-- Data for the task follows --

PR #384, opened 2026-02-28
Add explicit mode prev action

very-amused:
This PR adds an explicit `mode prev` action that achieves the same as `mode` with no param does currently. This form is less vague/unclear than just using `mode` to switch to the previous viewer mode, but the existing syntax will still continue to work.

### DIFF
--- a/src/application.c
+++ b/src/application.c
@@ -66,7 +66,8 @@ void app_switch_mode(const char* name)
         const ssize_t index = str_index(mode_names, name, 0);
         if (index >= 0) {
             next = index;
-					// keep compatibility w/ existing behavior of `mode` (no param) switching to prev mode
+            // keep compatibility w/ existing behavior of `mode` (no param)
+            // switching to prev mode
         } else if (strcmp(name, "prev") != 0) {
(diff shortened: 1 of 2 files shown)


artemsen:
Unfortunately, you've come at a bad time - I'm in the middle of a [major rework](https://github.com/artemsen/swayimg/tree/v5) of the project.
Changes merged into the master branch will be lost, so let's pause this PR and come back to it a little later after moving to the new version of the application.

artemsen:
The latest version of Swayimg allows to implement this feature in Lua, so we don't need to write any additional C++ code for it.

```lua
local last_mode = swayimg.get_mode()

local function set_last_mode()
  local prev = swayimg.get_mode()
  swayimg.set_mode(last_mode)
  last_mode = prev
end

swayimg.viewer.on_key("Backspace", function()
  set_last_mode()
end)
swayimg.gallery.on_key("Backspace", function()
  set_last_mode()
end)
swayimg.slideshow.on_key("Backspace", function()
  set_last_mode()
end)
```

-- Data for the task concluded --
-- Data for the task follows --

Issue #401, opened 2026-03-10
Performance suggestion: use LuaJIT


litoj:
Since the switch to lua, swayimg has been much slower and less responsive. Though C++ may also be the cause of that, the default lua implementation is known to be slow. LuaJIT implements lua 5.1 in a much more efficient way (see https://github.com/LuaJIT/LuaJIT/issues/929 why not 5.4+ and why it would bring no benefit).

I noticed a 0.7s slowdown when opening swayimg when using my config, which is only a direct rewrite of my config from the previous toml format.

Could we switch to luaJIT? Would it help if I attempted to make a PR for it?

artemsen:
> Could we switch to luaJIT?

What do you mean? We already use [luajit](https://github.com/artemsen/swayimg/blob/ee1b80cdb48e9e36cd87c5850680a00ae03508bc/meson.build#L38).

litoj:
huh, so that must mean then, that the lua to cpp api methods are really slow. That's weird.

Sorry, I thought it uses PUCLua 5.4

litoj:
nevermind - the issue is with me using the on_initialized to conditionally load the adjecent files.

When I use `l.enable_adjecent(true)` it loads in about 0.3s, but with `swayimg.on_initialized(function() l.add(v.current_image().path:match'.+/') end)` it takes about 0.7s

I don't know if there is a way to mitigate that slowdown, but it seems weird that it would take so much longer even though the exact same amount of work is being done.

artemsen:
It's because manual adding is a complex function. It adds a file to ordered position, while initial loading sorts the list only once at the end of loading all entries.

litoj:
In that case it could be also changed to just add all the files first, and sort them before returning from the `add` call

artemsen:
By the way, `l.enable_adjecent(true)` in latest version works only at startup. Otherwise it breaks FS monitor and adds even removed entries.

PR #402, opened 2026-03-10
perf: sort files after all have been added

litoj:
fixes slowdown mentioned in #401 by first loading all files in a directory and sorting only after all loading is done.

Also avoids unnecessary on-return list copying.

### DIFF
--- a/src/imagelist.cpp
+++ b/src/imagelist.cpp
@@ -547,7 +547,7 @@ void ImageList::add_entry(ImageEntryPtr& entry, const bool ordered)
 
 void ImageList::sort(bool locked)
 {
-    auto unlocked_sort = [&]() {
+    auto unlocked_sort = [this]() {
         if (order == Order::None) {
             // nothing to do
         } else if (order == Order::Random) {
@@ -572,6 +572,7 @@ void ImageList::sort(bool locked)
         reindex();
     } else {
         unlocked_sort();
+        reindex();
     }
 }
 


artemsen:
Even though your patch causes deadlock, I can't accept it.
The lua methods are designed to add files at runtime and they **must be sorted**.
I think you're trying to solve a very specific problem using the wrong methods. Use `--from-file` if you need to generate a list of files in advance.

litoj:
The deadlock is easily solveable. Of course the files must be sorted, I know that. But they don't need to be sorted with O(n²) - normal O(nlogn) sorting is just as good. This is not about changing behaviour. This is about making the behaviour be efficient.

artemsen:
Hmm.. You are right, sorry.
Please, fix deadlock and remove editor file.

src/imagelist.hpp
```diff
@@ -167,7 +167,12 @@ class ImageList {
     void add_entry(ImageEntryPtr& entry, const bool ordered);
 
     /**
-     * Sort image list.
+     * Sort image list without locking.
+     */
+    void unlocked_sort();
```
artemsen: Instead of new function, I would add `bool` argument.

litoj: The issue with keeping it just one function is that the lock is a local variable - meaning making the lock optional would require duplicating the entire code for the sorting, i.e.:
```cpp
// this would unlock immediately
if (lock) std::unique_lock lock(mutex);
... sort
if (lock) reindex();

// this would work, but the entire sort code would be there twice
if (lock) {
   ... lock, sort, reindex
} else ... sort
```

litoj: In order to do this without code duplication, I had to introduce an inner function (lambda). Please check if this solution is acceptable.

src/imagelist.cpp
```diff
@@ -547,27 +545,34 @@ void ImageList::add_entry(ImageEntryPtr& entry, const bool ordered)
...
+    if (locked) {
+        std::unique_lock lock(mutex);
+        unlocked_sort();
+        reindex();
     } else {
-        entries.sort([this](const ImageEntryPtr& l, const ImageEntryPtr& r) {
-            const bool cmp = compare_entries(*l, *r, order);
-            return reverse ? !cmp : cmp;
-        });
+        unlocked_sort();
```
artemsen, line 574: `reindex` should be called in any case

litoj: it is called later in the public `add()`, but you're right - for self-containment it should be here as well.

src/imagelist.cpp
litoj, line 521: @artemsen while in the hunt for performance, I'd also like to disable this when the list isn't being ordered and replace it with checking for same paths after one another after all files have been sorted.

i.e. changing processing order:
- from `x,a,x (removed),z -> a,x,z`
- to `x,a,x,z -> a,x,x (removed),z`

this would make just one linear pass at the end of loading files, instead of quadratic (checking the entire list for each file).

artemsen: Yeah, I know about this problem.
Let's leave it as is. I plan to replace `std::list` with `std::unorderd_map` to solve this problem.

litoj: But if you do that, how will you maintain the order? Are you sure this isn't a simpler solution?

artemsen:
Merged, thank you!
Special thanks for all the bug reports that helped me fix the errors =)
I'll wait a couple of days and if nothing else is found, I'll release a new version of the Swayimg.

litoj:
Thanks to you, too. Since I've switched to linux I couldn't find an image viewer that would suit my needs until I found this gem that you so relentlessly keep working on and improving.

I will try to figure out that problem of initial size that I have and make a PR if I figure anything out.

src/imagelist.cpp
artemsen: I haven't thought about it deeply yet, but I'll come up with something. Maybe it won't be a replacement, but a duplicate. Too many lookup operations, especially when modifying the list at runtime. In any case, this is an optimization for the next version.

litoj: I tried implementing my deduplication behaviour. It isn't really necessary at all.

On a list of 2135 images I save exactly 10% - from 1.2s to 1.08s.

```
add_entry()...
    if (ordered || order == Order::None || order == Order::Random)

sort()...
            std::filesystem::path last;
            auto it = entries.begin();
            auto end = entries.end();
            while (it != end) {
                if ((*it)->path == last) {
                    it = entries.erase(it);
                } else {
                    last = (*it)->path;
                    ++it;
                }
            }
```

-- Data for the task concluded --

Scan the data above and copy each line containing the word "only".

● **Answer box**:
I noticed a 0.7s slowdown when opening swayimg when using my config, which is only a direct rewrite of my config from the previous toml format.
It's because manual adding is a complex function. It adds a file to ordered position, while initial loading sorts the list only once at the end of loading all entries.
By the way, `l.enable_adjecent(true)` in latest version works only at startup. Otherwise it breaks FS monitor and adds even removed entries.
fixes slowdown mentioned in #401 by first loading all files in a directory and sorting only after all loading is done.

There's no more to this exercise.